During our second week in London we stayed with Thomas most of the time in what is basically my dream apartment. (Very different from a dream house. I also have a dream houseboat, a dream caravan and a dream yurt.) But for one night we stayed in a hotel, fairly pokey except for the included breakfast which turned out to be maybe my favorite breakfast ever. Why? A French press full of coffee and a toast rack.
Gracious living, you know? You sit down at breakfast with your own individual, steampunkish container of coffee (and the French press, surely, is the most elegant and interesting coffee receptacle ever designed) and a special piece of furniture for your toast. A toast rack. Mind blowing.
I think it must be possible to maintain this feeling in daily life, this gracious, Downton-esque, thoughtful-even-to-your-toast lifestyle. It begins, obviously, with breakfast. I already own a French press, and a toast rack is not difficult to obtain.
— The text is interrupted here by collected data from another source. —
PR #37, opened 2015-08-12
XD-3315: Add support for counter sink (REST API & Shell)

ericbottard:


spring-cloud-data-rest-client/src/main/java/org/springframework/cloud/data/rest/client/CounterOperations.java
```diff
@@ -0,0 +1,43 @@
...
+	 */
+	CounterResource retrieve(String name);
+
+	/**
+	 * Retrieve basic information (i.e. names) for existing counters.
+	 */
+	PagedResources<MetricResource> list(/* TODO */);
+
+	/**
+	 * Delete the counter with given name
```
markfisher: "...with *the* given name." <- ends with period for consistency

spring-cloud-data-rest-client/src/main/java/org/springframework/cloud/data/rest/client/CloudDataTemplate.java
```diff
@@ -55,10 +60,16 @@ public CloudDataTemplate(URI baseURI) {
 		resources.put("streams/definitions", new UriTemplate(resourceSupport.getLink("streams").getHref() + "/definitions"));
 		resources.put("streams/deployments", new UriTemplate(resourceSupport.getLink("streams").getHref() + "/deployments"));
 		this.streamTemplate = new StreamTemplate(restTemplate, resources);
+		this.counterTemplate = new CounterTemplate(restTemplate, resourceSupport);
```
markfisher: We need to decide which approach is best here so we can be consistent. I like that the StreamTemplate is currently handed only what it needs and that it's simply a Map or UriTemplates at that point.

spring-cloud-data-rest-resource/src/main/java/org/springframework/cloud/data/rest/resource/MetricResource.java
```diff
@@ -0,0 +1,58 @@
...
+import org.springframework.hateoas.PagedResources;
+import org.springframework.hateoas.ResourceSupport;
+
+/**
+ * Base class for REST representations of named metrics. Can be used when a just a shallow representation
+ * of a metric is expected.
+ *
+ * @author Eric Bottard
+ */
+public class MetricResource extends ResourceSupport {
```
markfisher: We should avoid premature inheritance. Only a single property is shared, and it's very generic ("name"). So this seems like overkill. I've been purposefully refactoring other such cases as we migrate.

spring-cloud-data-rest-client/src/main/java/org/springframework/cloud/data/rest/client/CloudDataTemplate.java
ericbottard: Yes, I wanted to address consistency once we had this discussion.
I think in any case it's better to deal with Links rather than just UriTemplate. The problem with pre-filtering though, is that CloudDataTemplate has knowledge of all the relations, and who is interested in what

spring-cloud-data-rest/src/main/java/org/springframework/cloud/data/rest/controller/StreamController.java
```diff
@@ -257,7 +257,7 @@ else if (moduleStates.contains(ModuleStatus.State.deployed) && moduleStates.size
 	 * {@link org.springframework.hateoas.ResourceAssembler} implementation
 	 * that converts {@link StreamDefinition}s to {@link StreamDefinitionResource}s.
 	 */
-	class Assembler extends ResourceAssemblerSupport<StreamDefinition, StreamDefinitionResource> {
+	 class Assembler extends ResourceAssemblerSupport<StreamDefinition, StreamDefinitionResource> {
```
markfisher: looks like an added space here

spring-cloud-data-rest-client/src/main/java/org/springframework/cloud/data/rest/client/CloudDataTemplate.java
markfisher: Can we reduce that knowledge on the CloudDataTemplate side to be based on prefixes, such that it hands out all links with a given prefix to a specific template? That might be a nice compromise. That said, since CloudDataController is the "master" controller, I think it's better to err on the side of *it* having more knowledge than to pass all of the links to the specific controllers, thus giving them visibility to each other's links.

spring-cloud-data-rest-resource/src/main/java/org/springframework/cloud/data/rest/resource/MetricResource.java
ericbottard: I knew about that. The "problem" is that metrics have shallow and deep representation support. So not doing that inheritance scheme would lead to 5*2 assemblers, etc.

markfisher: Is the shallow resource/assembler really necessary?

ericbottard: it is to retain compatibility with XD1.

spring-cloud-data-rest/src/main/java/org/springframework/cloud/data/rest/config/AdminConfiguration.java
```diff
@@ -60,6 +64,11 @@
 public class AdminConfiguration {
 
 	@Bean
+	public MetricRepository metricRepository(RedisConnectionFactory redisConnectionFactory) {
```
ilayaperumalg: I think we may need some conditions like `@ConditionalOnMissingBean(MetricRepository.class)` here.

spring-cloud-data-rest-client/src/main/java/org/springframework/cloud/data/rest/client/CounterOperations.java
```diff
@@ -0,0 +1,43 @@
...
+
+	/**
+	 * Retrieve information about the given named counter.
+	 */
+	CounterResource retrieve(String name);
+
+	/**
+	 * Retrieve basic information (i.e. names) for existing counters.
+	 */
+	PagedResources<MetricResource> list(/* TODO */);
```
ilayaperumalg: I believe this is `CounterResource` here?

spring-cloud-data-rest-client/src/main/java/org/springframework/cloud/data/rest/client/CounterTemplate.java
```diff
@@ -0,0 +1,59 @@
...
+
+import org.springframework.cloud.data.rest.resource.CounterResource;
+import org.springframework.cloud.data.rest.resource.MetricResource;
+import org.springframework.hateoas.PagedResources;
+import org.springframework.hateoas.ResourceSupport;
+import org.springframework.hateoas.UriTemplate;
+import org.springframework.web.client.RestTemplate;
+
+/**
+ * Created by ericbottard on 12/08/15.
```
ilayaperumalg: `@author` tag :-)

spring-cloud-data-rest-client/src/main/java/org/springframework/cloud/data/rest/client/CounterTemplate.java
```diff
@@ -0,0 +1,59 @@
...
+		links = resources;
+	}
+
+	@Override
+	public CounterResource retrieve(String name) {
+		return restTemplate.getForObject(links.getLink(COUNTER_RELATION).expand(name).getHref(), CounterResource.class);
+	}
+
+	@Override
+	public PagedResources<MetricResource> list() {
```
ilayaperumalg: What's the rational behind returning paged `MetricResource` instead of paged `CounterResource`?

spring-cloud-data-rest-resource/src/main/java/org/springframework/cloud/data/rest/resource/MetricResource.java
markfisher: It looks like using the current approach would lead to 5*2 assemblers anyways since the CounterController defines 2 ResourceAssemblers (one shallow, one deep) and those are tied to the type of a "counter", thus won't also support other metrics types (e.g. field-value-counter). Is that correct?

spring-cloud-data-rest-client/src/main/java/org/springframework/cloud/data/rest/client/CounterOperations.java
markfisher: no, this is the case where a shallow resource is returned - just names

spring-cloud-data-rest/src/main/java/org/springframework/cloud/data/rest/controller/CounterController.java
```diff
@@ -0,0 +1,168 @@
...
+
+/**
+ * Allows interaction with Counters.
+ *
+ * @author Eric Bottard
+ */
+@RestController
+@RequestMapping("/metrics/counters")
+@ExposesResourceFor(CounterResource.class)
+public class CounterController {
```
markfisher: a lot of warnings on this class (rawtypes, unchecked), as well as unused import (ResponseBody)

spring-cloud-data-rest-client/src/main/java/org/springframework/cloud/data/rest/client/CounterOperations.java
ericbottard: What Mark said. This has to be MetricResource (at least if we want to keep compatibility with the previous behavior)

spring-cloud-data-rest-client/src/main/java/org/springframework/cloud/data/rest/client/CounterTemplate.java
ericbottard: More than author tag, no javadoc :(

spring-cloud-data-rest-client/src/main/java/org/springframework/cloud/data/rest/client/CounterTemplate.java
ericbottard: See comment above, this is the v1 behavior. This really starts to make sense when dealing with heavier metrics (live AggregateCounters), but for consistency, this is like this on counters as well

spring-cloud-data-rest/src/main/java/org/springframework/cloud/data/rest/controller/CounterController.java
```diff
@@ -0,0 +1,168 @@
...
+		Page<Metric<Double>> page = new PageImpl<>(filterCounters(metrics));
+		ResourceAssembler<Metric<Double>, ? extends MetricResource> assemblerToUse =
+				detailed ? counterResourceAssembler : shallowResourceAssembler;
+		return pagedAssembler.toResource(page, assemblerToUse);
+	}
+
+	/**
+	 * Retrieve information about a specific counter.
+	 */
+	@RequestMapping(value = "/{name}", method = RequestMethod.GET, produces = MediaType.APPLICATION_JSON_VALUE)
```
ilayaperumalg: I think the attributes `produces` and `method` are redundant here.

spring-cloud-data-rest/src/main/java/org/springframework/cloud/data/rest/controller/CounterController.java
ericbottard: That may certainly be the case. Where did you see the warnings? It'd be interesting to remove the current output from the maven compilation/test (which is really noisy) and see those. I need to configure IDEA properly (which is really a pain _per project_)

spring-cloud-data-rest/src/main/java/org/springframework/cloud/data/rest/controller/CounterController.java
ericbottard: Not sure about the `produces` one, but I'd leave the `method` for clarity

ilayaperumalg: Since we assume the controllers always produce `application/json` I thought we can remove `produces` attribute.

spring-cloud-data-rest-client/src/main/java/org/springframework/cloud/data/rest/client/CloudDataTemplate.java
ericbottard: In any case, the `resources` variable above is a field of the `CloudDataTemplate`, so I was merely trying to use a container which seemed more appropriate (collection of links). Also, we'd need to address that concatenation thing done for Streams (eg by splitting definitions and deployments concerns at the controller level).

Can we use jdk8 in this code? stream filter would come handy here...

spring-cloud-data-rest-resource/src/main/java/org/springframework/cloud/data/rest/resource/MetricResource.java
ericbottard: Yes, I put it there, seeing how we started to squash class hierarchies. But I think it'll be needed anyway (the shallow assembler can move to a top level class and be reused)

spring-cloud-data-rest-client/src/main/java/org/springframework/cloud/data/rest/client/CounterTemplate.java
```diff
@@ -0,0 +1,58 @@
...
+import org.springframework.web.client.RestTemplate;
+
+/**
+ * Implementation for {@link CounterOperations} that interacts with the Spring Cloud Data REST API.
+ *
+ * @author Eric Bottard
+ */
+public class CounterTemplate implements CounterOperations {
+
+	public static final String COUNTERS_COLLECTION_RELATION = "counters";
```
markfisher: do these need to be public? If so, we should agree on a consistent naming scheme

spring-cloud-data-rest-resource/src/main/java/org/springframework/cloud/data/rest/resource/MetricResource.java
markfisher: ok

spring-cloud-data-rest/src/main/java/org/springframework/cloud/data/rest/controller/CounterController.java
ericbottard: It'd be better to be consistent for sure. I think you're right it's better to let the MessageConverter advertise what we support (you caught me, this was copy/pasted...)

spring-cloud-data-rest-client/src/main/java/org/springframework/cloud/data/rest/client/CounterTemplate.java
ericbottard: Nope, can be private (but will need to be shared with the other template if we follow your idea)

markfisher: we can discuss it later (subsequent to this PR being merged), but my idea (which is not fully formed) would favor a naming convention over sharing constants

spring-cloud-data-rest-client/src/main/java/org/springframework/cloud/data/rest/client/CloudDataTemplate.java
ericbottard: Created https://jira.spring.io/browse/XD-3391

spring-cloud-data-rest/src/main/java/org/springframework/cloud/data/rest/controller/CounterController.java
ericbottard: Created https://github.com/spring-cloud/spring-cloud-data/pull/43

ericbottard:
Has been merged as https://github.com/spring-cloud/spring-cloud-data/commit/6e4fe9e89d4777f5abac73d267fcdd441e2202fc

The question, I suppose, is whether this would hold up in a day-to-day manner. Is it more pleasant in this modern age to sit down, freshly showered, to one’s own breakfast table, with cloth napkin and china cup and interesting novel? Or is it better to sit down to one’s desk, still in pajamas, with a Disney-themed soup bowl of sugared coffee and breakfast still hours away, and frantically search the internet to discover everything one missed while asleep?
Perhaps I’ll try gracious living for a week and see how it feels, but having my morning cup without Facebook will be very strange.
And fortunately, as soon as I took my first step towards this lifestyle (shopping online for a toast rack), the internet stepped in to remind me that there is no escape from modernity and ridiculousness. “GOOD FOR TOAST BUT NOT FOR OTHER THINGS,” shouts one Amazon user’s review of this toast rack. What other things, I wonder? WHAT OTHER THINGS?